Hal ini sesuai dengan Widyarso (2006) yang menyatakan bahwa Orang tua mempunyai peranan penting dalam menjaga perilaku generasi muda karena orang tuanya merupakan contoh bagi remaja. Apabila sikap yang buruk dari orang tua tertanam dalam cara bergaul remaja, maka akan menjadi hal yang sulit untuk merubah dan mengoreksinya. Dewasa ini, banyak orang tua yang kurang memperhatikan kondisi psikologis remaja. Hal tersebut disebabkan karena orang tua sudah sibuk dengan pekerjaannya dan tidak mempunyai waktu untuk berkumpul bersama keluarganya sehingga remaja rentan terkena pengaruh pergaulan yang merugikan akibat kurangnya pengawasan.

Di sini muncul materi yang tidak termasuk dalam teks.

PR #137, opened 2021-09-22
Raw Apple Pay

mt-clearhaus:
Issue: https://github.com/clearhaus/issues-pci/issues/2243

Document the creation of an Apple Pay authorization from raw values from a payment token.

### DIFF
--- a/source/index.html.md
+++ b/source/index.html.md
@@ -793,21 +793,6 @@ object][ApplePay-PaymentToken] for more information.
   </dd>
 </dl>
 
-<p class="alert alert-info">
-  <b>Notice:</b> Signing is required to use the <code>applepay</code> payment
-  method.
-  <br />
-  <b>Notice:</b> An authorization made with <code>applepay</code> is
-  strongly authenticated (SCA in PSD2).
-  <br />
-  <b>Notice:</b> An authorization made with <code>applepay</code> may be 3-D
-  Secured to some degree or not at all; this is indicated by the
-  <code>eciIndicator</code> of the <code>applepay[payment_token]</code>.
-  <br />
-  <b>Notice:</b> An authorization made with <code>applepay</code> cannot be a
-  subsequent-in-series authorization.
-</p>
-
 Additionally, an Apple Pay authorization can be created using raw values from
 a payment token:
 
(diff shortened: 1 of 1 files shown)


source/index.html.md
```diff
@@ -808,6 +808,42 @@ object][ApplePay-PaymentToken] for more information.
...
+    Expiry month of card to charge.
+  </dd>
+  <dt>applepay[raw][expire_year]
+    <span class="type">20[0-9]{2}</span>
+  </dt>
+  <dd>
+    Expiry year of card to charge.
+  </dd>
+  <dt>applepay[raw][cryptogram]
+    <span class="type">[:base64:]{28}</span>
```
mt-clearhaus, line 834: This is the first time we specify a length requirement on a base64 value in the documentation. I don't know if this way is acceptable :slightly_smiling_face:

ct-clearhaus: We do this [several](https://github.com/clearhaus/gateway-api-docs/blame/d7203f8be6bc60d82ff0c536ddba27fb5736a06d/source/index.html.md#L557) [other](https://github.com/clearhaus/gateway-api-docs/blame/d7203f8be6bc60d82ff0c536ddba27fb5736a06d/source/index.html.md#L564) [places](https://github.com/clearhaus/gateway-api-docs/blame/d7203f8be6bc60d82ff0c536ddba27fb5736a06d/source/index.html.md#L626) so I think it's perfectly fine 🙂

source/index.html.md
```diff
@@ -808,6 +808,42 @@ object][ApplePay-PaymentToken] for more information.
   subsequent-in-series authorization.
 </p>
 
+Additionally, an Apple Pay authorization can be created using raw values from
+a payment token:
```
ct-clearhaus, line 812: Does it belong here to mention that the TP should reach out to ensure that they're allowed to use `applepay[raw]`?

What about listing the requirements the the TP should enforce? (Check for signature, for age, and other stuff mentioned in https://developer.apple.com/library/archive/documentation/PassKit/Reference/PaymentTokenJSON/PaymentTokenJSON.html)

source/index.html.md
```diff
@@ -808,6 +808,42 @@ object][ApplePay-PaymentToken] for more information.
...
+    Expiry year of card to charge.
+  </dd>
+  <dt>applepay[raw][cryptogram]
+    <span class="type">[:base64:]{28}</span>
+  </dt>
+  <dd>
+    Online payment cryptogram.
+  </dd>
+  <dt>applepay[raw][eci]
+    <span class="type">[0-9]{1,2}</span>
```
ct-clearhaus, line 840: I stumble upon the variable length. Usually ECI is always 2, but in the Apple Pay tokens we receive it's always 1 (just hunted it down to be sure that we log it "very raw"); and [the spec](https://developer.apple.com/library/archive/documentation/PassKit/Reference/PaymentTokenJSON/PaymentTokenJSON.html) doesn't mention anything about length 🙁

* `[1-9][0-9]?`? Nah. That's likely "too regexp-y" 🙁
* `([1-9]|[1-9][0-9])`? Nah, don't like it.

Uhm, couldn't we just require it to be 2 long? PSPs doing integrations "more directly" like this, they'd likely need to make the ECI be 2 anyway ... WDYT?

source/index.html.md
```diff
@@ -808,6 +808,42 @@ object][ApplePay-PaymentToken] for more information.
...
+  </dt>
+  <dd>
+    Electronic Commerce Indicator.
```
ct-clearhaus, line 843: Maybe mention that it comes from `eciIndicator`?

ct-clearhaus (commented):
Looking good!

source/index.html.md
mt-clearhaus: I actually thought `[0-9]{1,2}` was a good compromise :smile: However, I also like the idea about being "strict". I'll take a look the code.

source/index.html.md
mt-clearhaus: https://github.com/clearhaus/gateway-api-docs/pull/137/commits/1e6b4a3190907b1aff08633f01d01652e45b9002

source/index.html.md
mt-clearhaus: https://github.com/clearhaus/gateway-api-docs/pull/137/commits/be79759f58f5875fa869c569489da563c6e1304f

I moved the alert box down because its notices are also relevant for raw Apple Pay. Both non-raw and raw require that a TP is allowed to use AP.

source/index.html.md
mt-clearhaus: https://github.com/clearhaus/gateway-api-docs/pull/137/commits/c39552d091539cbe66ecceff8400d0f1090962cb

ct-clearhaus:
We have confirmed that this works on production systems for both Visa and Mastercard.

Alasan partisipan I dan II membuat mini video pornografi adalah atas dasar iseng dan manifestasi rasa sayang. Unsur komersialitas bukan menjadi salah satu alasan mereka melakukan tindakan tersebut, meskipun mereka menerima imbalan berupa uang atas hasil penyebaran tersebut namun bagi mereka hal itu hanya menambah keseruan dalam hubungan mereka.

Hal ini bertentangan dengan Sony (2007) yang menyatakan beberapa pelaku pembuat video porno bertindak atas nama uang. Sebagian besar pria melakukan hal tersebut untuk bisnis, mereka berusaha membujuk pasangannya agar bersedia direkam dengan tubuh telanjang dan menjual hasil rekaman tersebut ke situs-situs seks komersial. Sementara para wanita yang dibayar untuk rekaman video porno tersebut mengatakan bahwa mereka melakukan hal tersebut karena membutuhkan uang.